YOUR OBJECTIVE: Find the lines below holding the word "DevCardTwitterCoverProps" and copy each of them.

*** DATA SHOWN Section Begins ***

PR #2603, opened 2024-02-12
feat: download twitter cover

sshanzel:
## Changes
- Use the same mutation to generate the devcard

## Events

- [ ] MobileL (420px)
- [ ] Tablet (656px)
- [ ] Laptop (1020px)

- [ ] iOS (Chrome and Safari)
- [ ] Android

WT-{number} #done

### DIFF
--- a/packages/shared/src/components/profile/devcard/DevCard.tsx
+++ b/packages/shared/src/components/profile/devcard/DevCard.tsx
@@ -9,6 +9,7 @@ import { devCardBoxShadow, DevCardTheme, DevCardType } from './common';
 import { DevCardFooter } from './DevCardFooter';
 import { DevCardContainer } from './DevCardContainer';
 import { useDevCard } from '../../../hooks/profile/useDevCard';
+import { DevCardTwitterCover } from './DevCardTwitterCover';
 
 interface DevCardProps {
   type?: DevCardType;
@@ -19,10 +20,15 @@ export function DevCard({
   type = DevCardType.Vertical,
   userId,
 }: DevCardProps): ReactElement {
-  const { devcard, isLoading, coverImage } = useDevCard(userId);
+  const data = useDevCard(userId);
+  const { devcard, isLoading, coverImage } = data ?? {};
 
   if (isLoading || !devcard) {
     return null;
+  }
+
+  if (type === DevCardType.Twitter) {
+    return <DevCardTwitterCover data={data} />;
   }
 
   const { theme, user, articlesRead, tags, sources, showBorder } = devcard;
--- a/packages/shared/src/components/profile/devcard/DevCard.tsx
+++ b/packages/shared/src/components/profile/devcard/DevCard.tsx
@@ -28,7 +28,7 @@ export function DevCard({
   }
 
   if (type === DevCardType.Twitter) {
-    return <DevCardTwitterCover data={data} />;
+    return <DevCardTwitterCover {...data} />;
   }
 
   const { theme, user, articlesRead, tags, sources, showBorder } = devcard;
--- a/packages/shared/src/components/profile/devcard/DevCardTwitterCover.tsx
+++ b/packages/shared/src/components/profile/devcard/DevCardTwitterCover.tsx
@@ -6,15 +6,10 @@ import { DevCardFooter } from './DevCardFooter';
 import Logo from '../../Logo';
 import { UseDevCard } from '../../../hooks/profile/useDevCard';
 
-interface DevCardTwitterCoverProps {
-  data: UseDevCard;
-}
-
 export function DevCardTwitterCover({
-  data,
-}: DevCardTwitterCoverProps): ReactElement {
-  const { devcard, coverImage } = data ?? {};
-
+  devcard,
+  coverImage,
+}: Pick<UseDevCard, 'devcard' | 'coverImage'>): ReactElement {
   if (!devcard) {
     return null;
   }
--- a/packages/shared/src/components/profile/devcard/DevCardTwitterCover.tsx
+++ b/packages/shared/src/components/profile/devcard/DevCardTwitterCover.tsx
@@ -4,16 +4,16 @@ import { devCardBoxShadow, DevCardTheme, DevCardType } from './common';
 import { DevCardStats } from './DevCardStats';
 import { DevCardFooter } from './DevCardFooter';
 import Logo from '../../Logo';
-import { useDevCard } from '../../../hooks/profile/useDevCard';
+import { UseDevCard } from '../../../hooks/profile/useDevCard';
 
 interface DevCardTwitterCoverProps {
-  userId: string;
+  data: UseDevCard;
 }
 
 export function DevCardTwitterCover({
-  userId,
+  data,
 }: DevCardTwitterCoverProps): ReactElement {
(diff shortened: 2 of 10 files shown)


packages/shared/src/hooks/utils/useDownloadUrl.ts
```diff
@@ -0,0 +1,35 @@
...
+interface UseDownloadUrl {
+  onDownloadUrl: (props: DownloadProps) => Promise<void>;
+}
+
+interface UseDownloadUrlProps {
+  onError?: (error: Error) => void;
+}
+
+export const useDownloadUrl = ({
+  onError,
```
capJavert, line 15: I would move this to `onDownloadUrl` function call instead since this is where handling of error actually happens.

packages/shared/src/hooks/utils/useDownloadUrl.ts
```diff
@@ -0,0 +1,35 @@
...
+}: UseDownloadUrlProps = {}): UseDownloadUrl => {
+  const onDownloadUrl = async ({ filename, url }: DownloadProps) => {
```
capJavert, line 17: memoize with useCallback

packages/shared/src/hooks/utils/useDownloadUrl.ts
capJavert: Thinking about it more, it might even be better to just do the handling with try catch in place you call `onDownloadUrl`. Since onError is optional errors would be swallowed like this which is bad pattern.

packages/shared/src/hooks/utils/useDownloadUrl.ts
capJavert: This could also be react-query mutation where you would get loading, error and all other states for free which might be even better?

packages/webapp/pages/devcard.tsx
```diff
@@ -277,6 +272,15 @@ const Step2 = (): ReactElement => {
...
                   Level up your Twitter game with a DevCard header image!
                 </p>
+                <Button
+                  className="mt-5"
+                  variant={ButtonVariant.Secondary}
+                  size={ButtonSize.Small}
+                  onClick={() => onGenerate({ type: DevCardType.Twitter })}
+                  loading={downloading || isLoading}
+                >
+                  Download X cover image
```
omBratteng, line 282: Really hate the name `X`...

packages/shared/src/hooks/utils/useDownloadUrl.ts
capJavert: Yeah, that is why I think this actually might be better https://github.com/dailydotdev/apps/pull/2603#discussion_r1486076862

packages/shared/src/hooks/utils/useDownloadUrl.ts
sshanzel: Totally agree with that. Didnt realize it at first as i just copy pasted this part.

packages/shared/src/components/profile/devcard/DevCardTwitterCover.tsx
```diff
@@ -4,16 +4,16 @@ import { devCardBoxShadow, DevCardTheme, DevCardType } from './common';
 import { DevCardStats } from './DevCardStats';
 import { DevCardFooter } from './DevCardFooter';
 import Logo from '../../Logo';
-import { useDevCard } from '../../../hooks/profile/useDevCard';
+import { UseDevCard } from '../../../hooks/profile/useDevCard';
 
 interface DevCardTwitterCoverProps {
-  userId: string;
+  data: UseDevCard;
```
kopancek, line 10: We only use `devcard` and `coverImage` from the `UseDevCard` type. Maybe it's worth narrowing down to those. See my comment above. Here we could do:
```suggestion
  devcard?: DevCardData;
  coverImage?: string;
```

packages/shared/src/hooks/profile/useDevCard.ts
```diff
@@ -21,7 +21,7 @@ export interface DevCardData {
   sources: Source[];
 }
 
-interface UseDevCard {
+export interface UseDevCard {
```
kopancek, line 24: If you decide to follow my suggestion above, we no longer need to export this type.

kopancek (commented):
Looks great. Added some non-blocking comments for what I think would be a better developer experience.

packages/shared/src/hooks/utils/useDownloadUrl.ts
sshanzel: Yep. Let's go for that.

packages/shared/src/components/profile/devcard/DevCardTwitterCover.tsx
sshanzel: Yes, that's the only thing that can be pulled from that object. So essentially, they are the same. The primary reason for doing this was that the component initially used the hook in itself.

packages/shared/src/components/profile/devcard/DevCard.tsx
```diff
@@ -19,12 +20,17 @@ export function DevCard({
...
-  const { devcard, isLoading, coverImage } = useDevCard(userId);
+  const data = useDevCard(userId);
+  const { devcard, isLoading, coverImage } = data ?? {};
 
   if (isLoading || !devcard) {
     return null;
   }
 
+  if (type === DevCardType.Twitter) {
+    return <DevCardTwitterCover data={data} />;
```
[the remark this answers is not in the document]
sshanzel: Yeah, to be honest, I'm not a fan of passing a whole object of hooks, etc.

packages/shared/src/hooks/utils/useDownloadUrl.ts
```diff
@@ -0,0 +1,22 @@
+import { useMutation, MutationOptions } from '@tanstack/react-query';
```
sshanzel, line 1: @capJavert do you think we still need this hook? Or we can just define the reusable function and then do `useMutation` on-demand?

packages/shared/src/components/profile/devcard/DevCardTwitterCover.tsx
sshanzel: Refactored here https://github.com/dailydotdev/apps/pull/2603/commits/532f2c8a2fffe4889f4c537cd0ae7ea711c5b835

packages/shared/src/hooks/profile/useDevCard.ts
sshanzel: I think we can keep this, I used `Pick` on this type for the props.

nensidosari (approved):
LGTM 🚀

packages/shared/src/hooks/utils/useDownloadUrl.ts
capJavert: Since does not need anything from context/react scope that would require a hook, yes, having it as function sounds good as well 👍

sshanzel: Made the changes here https://github.com/dailydotdev/apps/pull/2613/commits/3c779a73e5c04783c7b6e0c4d6f6f454b1a5ba50

PR #2608, opened 2024-02-12
fix: vertical align of tags + border width of profile image

kopancek:
The tags are now vertically aligned
Profile picture border is set to 8px in all cases, not just for horizontally laid out card

Screenshot 2024-02-12 at 15 50 59

### DIFF
--- a/packages/shared/src/components/profile/devcard/DevCard.tsx
+++ b/packages/shared/src/components/profile/devcard/DevCard.tsx
@@ -85,7 +85,7 @@ export function DevCard({
               alt={`avatar of ${user.name}`}
               className={classNames(
                 '-rotate-3 border-white object-cover',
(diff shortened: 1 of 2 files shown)


nensidosari (approved):

packages/shared/src/components/profile/devcard/DevCard.tsx
```diff
@@ -85,7 +85,7 @@ export function DevCard({
               alt={`avatar of ${user.name}`}
               className={classNames(
                 '-rotate-3 border-white object-cover',
-                showBorder && (isHorizontal ? 'border-8' : 'border-4'),
```
sshanzel, line 88: Not sure why we removed this. They have different size of borders from the design.

PR #2611, opened 2024-02-12
feat: sidebar overflows search panel dropdown

capJavert:
- See [discussion](https://dailydotdev.slack.com/archives/C01L0QXQJNB/p1707437951151969)
- make header above sidebar so that panel dropdown is also above
- pad our custom z-index values so we can easily add other values between
  - also scaled other values in css to match padded values
- available for test on [preview](https://preview3.app.daily.dev)

TODO
- [x] test on preview for different tooltips/modals

## Events

- [ ] MobileL (420px)
- [ ] Tablet (656px)
- [ ] Laptop (1020px)

- [ ] iOS (Chrome and Safari)
- [ ] Android

AS-107 #done


packages/shared/tailwind.config.js
```diff
@@ -127,14 +127,15 @@ module.exports = {
...
-      max: '100',
+      rank: '30',
+      header: '75',
+      postNavigation: '76',
+      sidebar: '70',
+      tooltip: '80',
+      popup: '90',
+      modal: '100',
+      cookie: '2000',
+      max: '1000',
```
rebelchris, line 138: Max is lower then cookie?

packages/shared/src/styles/components/menu.css
```diff
@@ -2,7 +2,7 @@
   position: fixed;
   opacity: 0;
   user-select: none;
-  z-index: 100;
+  z-index: 1000;
```
rebelchris, line 5: Shouldnt we move these to named?

rebelchris: Also above 10 and 100 both resolve to 1000 now?

rebelchris (changes requested):
Minor comments

packages/shared/tailwind.config.js
capJavert: It was before as well, it was `z-[200]` vs z-100 that was previous max.

packages/shared/src/styles/components/menu.css
capJavert: I am not sure what else I need to change to move them, so just updated for now. 

> Also above 10 and 100 both resolve to 1000 now?

not sure what you mean by this?

packages/shared/tailwind.config.js
capJavert: Last cookie value comes from here https://github.com/dailydotdev/apps/pull/1936. From What I see `z-max` should be ok as well so we can change to that.

packages/shared/src/styles/components/menu.css
rebelchris: Got it on the changes.
As for the other point, never mind my phone version showed one under 10 and one 100

packages/shared/tailwind.config.js
rebelchris: Hmm yeah let's maybe try that and see if it works?

rebelchris (approved):

packages/shared/src/styles/components/menu.css
capJavert: Yeah, all are basically multiplied by 10, so 10 -> 100, 100 -> 1000.

packages/shared/tailwind.config.js
```diff
@@ -127,14 +127,15 @@ module.exports = {
...
-      sidebar: '7',
-      tooltip: '8',
-      popup: '9',
-      modal: '10',
-      max: '100',
+      rank: '30',
+      header: '75',
+      postNavigation: '76',
+      sidebar: '70',
+      tooltip: '80',
```
sshanzel, line 134: Tooltip should probably be higher? Like hovering a user on post modal. Or would it work ootb since it is inside the modal?

packages/shared/tailwind.config.js
capJavert: I tested already locally, it works, only things that have the z-max as well and could interfeer with banner are:
- toast
- context menu 

since those are temp and parts of user interaction it makes sense they would be on the same level, it is not like they obscure premaritally.

packages/shared/tailwind.config.js
capJavert: Only thing that uses `z-tooltip` is this thing:
image

everything else is tippy or contexify which have their own z-index to 1000 or 9999.

sshanzel: Ahh, nice. Thanks for the verification.

PR #2616, opened 2024-02-13
MI-151-share-customize-page

kopancek:
All the changes for share and customize page go here


packages/shared/src/lib/strings.ts
```diff
@@ -8,3 +8,6 @@ export const capitalize = (value: string): string =>
   (value && value[0].toUpperCase() + value.slice(1)) || '';
 
 export const anchorDefaultRel = 'noopener noreferrer';
+
+export const checkStringEquality = (value1: string, value2: string): boolean =>
```
rebelchris, line 12: @sshanzel you might know, did we not already have such function somewhere?

rebelchris (approved):
Nothing blocking from my side, just minor questions

packages/shared/src/lib/strings.ts
capJavert: Do we really need a function for this? Just use `===`

sshanzel: Can't exactly remember, though using `===`, it won't work when the other one is on uppercase and the other is on lowercase.

capJavert: Yeah in those cases you just do `toLowerCase()` inline where you need it, with above we are hiding implementation without any obvious reasons right?

sshanzel: I think it's just a personal preference in terms of "code cleanliness", there was a lot of it in a single file which felt it was all over the place.

sshanzel: We were comparing two values, one is probably lowercase already, but can't exactly remember which one, so in order to avoid testing whether we need lowercasing the other or not, we just do it both here.

capJavert: The function name could include "lowercase" to reflect what it does since implementation is hidden.

packages/shared/src/components/profile/devcard/DevCard.tsx
```diff
@@ -113,41 +133,71 @@ export function DevCard({
...
+                @{user.username}
+              </span>
               <Separator />
               <time
                 className={classNames(
-                  'text-opacity-64 typo-caption1',
-                  isIron ? 'text-white' : 'text-pepper-90',
+                  'typo-caption1',
+                  isIron && 'text-white',
+                  isDefault && 'text-pepper-10/[.64]',
```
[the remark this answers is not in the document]
sshanzel: Just checked the overlay, I think it has a value of 90.

capJavert (approved):

PR #2621, opened 2024-02-13
feat: optimize post pages

capJavert:
- optimize rendering on pages with many comments
- the main bottleneck was the actual number of nodes render in the DOM and JavaScript main thread work due to React rendering markdown and other nodes

Main penalties:
image
image

Fixed by lazy rendering comments that are not in view. One issue was that we also have comment hash links and in those cases the lazy rendering is disabled for now. This will allow us to not be penalized for SEO and users can still use comment deep links.  

Everything else should work the same since `useInView` hook is configured to trigger only once so once render comment will stay render which allows editing any all other actions. 

Before (desktop):
image
After (desktop):
image

## Events

- [ ] MobileL (420px)
- [ ] Tablet (656px)
- [ ] Laptop (1020px)

- [ ] iOS (Chrome and Safari)
- [ ] Android

MI-164 #done

### DIFF
--- a/packages/shared/src/components/comments/MainComment.tsx
+++ b/packages/shared/src/components/comments/MainComment.tsx
@@ -1,5 +1,6 @@
 import React, { ReactElement, useContext, useMemo } from 'react';
 import classNames from 'classnames';
+import { useInView } from 'react-intersection-observer';
 import EnableNotification from '../notifications/EnableNotification';
 import CommentBox, { CommentBoxProps } from './CommentBox';
 import SubComment from './SubComment';
@@ -69,8 +70,14 @@ export default function MainComment({
   const { commentId, inputProps, onReplyTo } = useComments(props.post);
   const { inputProps: editProps, onEdit } = useCommentEdit();
 
+  const { ref: inViewRef, inView } = useInView({
+    triggerOnce: true,
+    initialInView: position < lazyCommentThreshold,
+  });
+
   return (
     <section
+      ref={inViewRef}
       className={classNames(
         'flex scroll-mt-16 flex-col items-stretch rounded-24 border border-theme-divider-tertiary',
         className?.container,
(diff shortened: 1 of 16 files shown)


packages/shared/src/components/comments/MainComment.tsx
```diff
@@ -66,15 +69,25 @@ export default function MainComment({
...
     <section
+      ref={inViewRef}
       className={classNames(
         'flex scroll-mt-16 flex-col items-stretch rounded-24 border border-theme-divider-tertiary',
         className?.container,
       )}
       data-testid="comment"
+      style={{
+        contentVisibility: initialInView ? 'visible' : 'auto',
+      }}
```
capJavert, line 88: This additionally allows better scroll performance since views not visible will not be rendered.

rebelchris: sadness tailwind doesn't support it yet.
https://github.com/tailwindlabs/tailwindcss/discussions/2162

But yeah nice thinking, totally didn't think about this.

rebelchris (approved):
Love it, nothing to add from my side :) 
@idoshamun if you don't see anything blocking here, let's give it a try. (maybe you know some downsides to this method)

nensidosari (approved):
Looks great on my side as well!! Thank u!!

idoshamun (approved):
Wow that's a massive uplift!!! My only concern is would google bot will be able to use all the comments for SEO?

idoshamun:
@capJavert @rebelchris @nensidosari out of scope but we should consider pagination at some point as well

capJavert:
@idoshamun we can play with lazy load threshold, now it is 5 comments but it would affect performance again. I think in order for google better indexing comments it would be better to maybe add https://schema.org/Comment in the future as we do for base post?

idoshamun:
@capJavert yap we can do that. it's ok for now. also something to consider down the line is finding a more performant purification library, out of scope for now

*** DATA SHOWN Section Ends ***

YOUR RESPONSE:
-interface DevCardTwitterCoverProps {
-}: DevCardTwitterCoverProps): ReactElement {
 interface DevCardTwitterCoverProps {
 }: DevCardTwitterCoverProps): ReactElement {
 interface DevCardTwitterCoverProps {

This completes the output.